What I have realized is that a lot of life is adaptation and reinforcement. The same principle that applies to leadership and mentorship also applies at home. If you constantly do everything for people they never really develop confidence in themselves because they know someone else will step in before failure happens. At some point you need to trust that the lessons and values you invested into people are enough for them to function on their own.

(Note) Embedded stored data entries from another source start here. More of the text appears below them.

PR #1580, opened 2025-10-25
CTFClassMenu: add key binds for selecting the random class

CosminPerRam:
Adds keybinds for selecting the random class, this was requested in the [subreddit](https://www.reddit.com/r/tf2/comments/1oerhjr/comment/nl3n5az/?utm_source=share&utm_medium=web3x&utm_name=web3xcss&utm_term=1&utm_content=share_button).

**EDIT**: After revisions, this PR adds this via the `backspace` key now, not `0`, see first point of this [comment](https://github.com/ValveSoftware/source-sdk-2013/pull/1580#issuecomment-3447861908).

Video (can't really show it but I'm pressing `0`). 

https://github.com/user-attachments/assets/6e31a30d-a180-4d2a-84c6-22496e99db68

Note that I've also edited the `tf2_misc` vpk in `tf2_misc > resource > ui > classselection.res`: "Resource/UI/ClassSelection.res" > "random" to include:
```
		"labelText"			"0"	[$WIN32]
		"labelText"			""		[$X360]
```
for proper rendering, but this feature works without it.

### DIFF
--- a/src/game/client/tf/vgui/tf_classmenu.cpp
+++ b/src/game/client/tf/vgui/tf_classmenu.cpp
@@ -875,7 +875,7 @@ void CTFClassMenu::OnKeyCodePressed( KeyCode code )
 {
 	m_KeyRepeat.KeyDown( code );
 
-	if ( code == KEY_0 || code == KEY_PAD_0 ) {
+	if ( code == KEY_BACKSPACE ) {
 		SelectClass( TF_CLASS_RANDOM  );
 		Go();
 	}


src/game/client/tf/vgui/tf_classmenu.cpp
```diff
@@ -875,7 +875,11 @@ void CTFClassMenu::OnKeyCodePressed( KeyCode code )
 {
 	m_KeyRepeat.KeyDown( code );
 
-	if ( code > KEY_0 && code <= KEY_9 )
+	if ( code == KEY_0 || code == KEY_PAD_0 ) {
+		SelectClass( iRemapIndexToClass[ TF_CLASS_RANDOM ] );
```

The interesting thing is that you often do not realize whether you succeeded until you quietly step back and watch what happens when you are no longer directing everything. I think that is what real leadership and parenting actually are. It is not controlling every outcome or proving that you are needed every second of the day. It is creating people that can think, adapt and continue moving forward even when you are tired, absent or no longer able to carry everything yourself.